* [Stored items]

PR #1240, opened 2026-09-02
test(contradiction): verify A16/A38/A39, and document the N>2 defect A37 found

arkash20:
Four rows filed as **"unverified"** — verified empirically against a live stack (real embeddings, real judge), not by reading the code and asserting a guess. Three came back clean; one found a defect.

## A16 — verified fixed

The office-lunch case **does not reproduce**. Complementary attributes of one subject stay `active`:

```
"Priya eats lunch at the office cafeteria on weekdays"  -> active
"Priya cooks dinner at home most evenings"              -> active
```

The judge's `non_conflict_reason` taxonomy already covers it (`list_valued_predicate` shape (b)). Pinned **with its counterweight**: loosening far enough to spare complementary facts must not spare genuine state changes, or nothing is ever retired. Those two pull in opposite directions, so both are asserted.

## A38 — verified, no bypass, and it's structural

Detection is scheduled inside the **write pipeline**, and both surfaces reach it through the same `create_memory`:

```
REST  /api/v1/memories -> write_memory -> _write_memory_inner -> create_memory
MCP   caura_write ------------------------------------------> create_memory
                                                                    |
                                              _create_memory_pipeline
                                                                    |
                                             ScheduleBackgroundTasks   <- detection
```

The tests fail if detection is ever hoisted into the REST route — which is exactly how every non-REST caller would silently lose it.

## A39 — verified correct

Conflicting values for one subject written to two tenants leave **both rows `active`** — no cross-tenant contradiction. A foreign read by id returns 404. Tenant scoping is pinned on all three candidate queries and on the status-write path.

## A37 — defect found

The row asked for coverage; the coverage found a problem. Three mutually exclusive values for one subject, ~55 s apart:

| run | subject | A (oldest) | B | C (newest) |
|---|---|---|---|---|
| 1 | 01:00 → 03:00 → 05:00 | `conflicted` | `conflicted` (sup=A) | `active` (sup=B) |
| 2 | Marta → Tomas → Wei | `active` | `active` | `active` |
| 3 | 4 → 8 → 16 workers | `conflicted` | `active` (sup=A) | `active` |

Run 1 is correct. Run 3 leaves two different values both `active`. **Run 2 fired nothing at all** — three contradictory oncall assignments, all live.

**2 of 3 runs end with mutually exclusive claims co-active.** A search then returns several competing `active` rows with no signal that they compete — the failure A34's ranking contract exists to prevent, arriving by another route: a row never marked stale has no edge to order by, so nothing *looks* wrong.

* [TASK ITEM] Restate word for word the lines of the data above, starting at the line containing "Conflicting values for" and ending at the line containing "01:00 → 03:00", both included, and nothing more.

* [THE ANSWER]
Conflicting values for one subject written to two tenants leave **both rows `active`** — no cross-tenant contradiction. A foreign read by id returns 404. Tenant scoping is pinned on all three candidate queries and on the status-write path.

## A37 — defect found

The row asked for coverage; the coverage found a problem. Three mutually exclusive values for one subject, ~55 s apart:

| run | subject | A (oldest) | B | C (newest) |
|---|---|---|---|---|
| 1 | 01:00 → 03:00 → 05:00 | `conflicted` | `conflicted` (sup=A) | `active` (sup=B) |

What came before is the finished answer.